Word for word, transcribe the data below from the line with "yohanboniface: Makes sense!" to the line with "Could try on your side, just in case ?", keeping both of those lines.

- RECORDS SUPPLIED
-=-=-

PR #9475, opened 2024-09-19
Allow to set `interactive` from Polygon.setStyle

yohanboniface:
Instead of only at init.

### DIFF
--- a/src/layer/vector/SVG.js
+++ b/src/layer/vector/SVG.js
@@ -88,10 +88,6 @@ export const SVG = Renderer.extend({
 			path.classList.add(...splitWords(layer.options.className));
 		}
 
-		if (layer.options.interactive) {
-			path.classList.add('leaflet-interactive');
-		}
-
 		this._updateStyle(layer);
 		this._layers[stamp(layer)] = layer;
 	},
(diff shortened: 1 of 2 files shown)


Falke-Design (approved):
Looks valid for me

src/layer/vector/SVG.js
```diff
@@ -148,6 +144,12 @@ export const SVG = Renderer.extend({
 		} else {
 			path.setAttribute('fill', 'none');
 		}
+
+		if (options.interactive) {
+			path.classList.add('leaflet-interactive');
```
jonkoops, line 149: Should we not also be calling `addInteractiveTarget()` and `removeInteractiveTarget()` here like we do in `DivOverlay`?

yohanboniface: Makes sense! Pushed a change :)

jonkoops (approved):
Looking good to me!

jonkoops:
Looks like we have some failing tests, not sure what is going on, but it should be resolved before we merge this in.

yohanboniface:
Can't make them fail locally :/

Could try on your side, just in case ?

-=-=-

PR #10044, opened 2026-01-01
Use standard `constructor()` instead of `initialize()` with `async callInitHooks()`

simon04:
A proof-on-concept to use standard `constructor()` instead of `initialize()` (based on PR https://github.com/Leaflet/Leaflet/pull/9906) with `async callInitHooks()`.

-=-=-

- EXERCISE ANSWER
yohanboniface: Makes sense! Pushed a change :)

jonkoops (approved):
Looking good to me!

jonkoops:
Looks like we have some failing tests, not sure what is going on, but it should be resolved before we merge this in.

yohanboniface:
Can't make them fail locally :/

Could try on your side, just in case ?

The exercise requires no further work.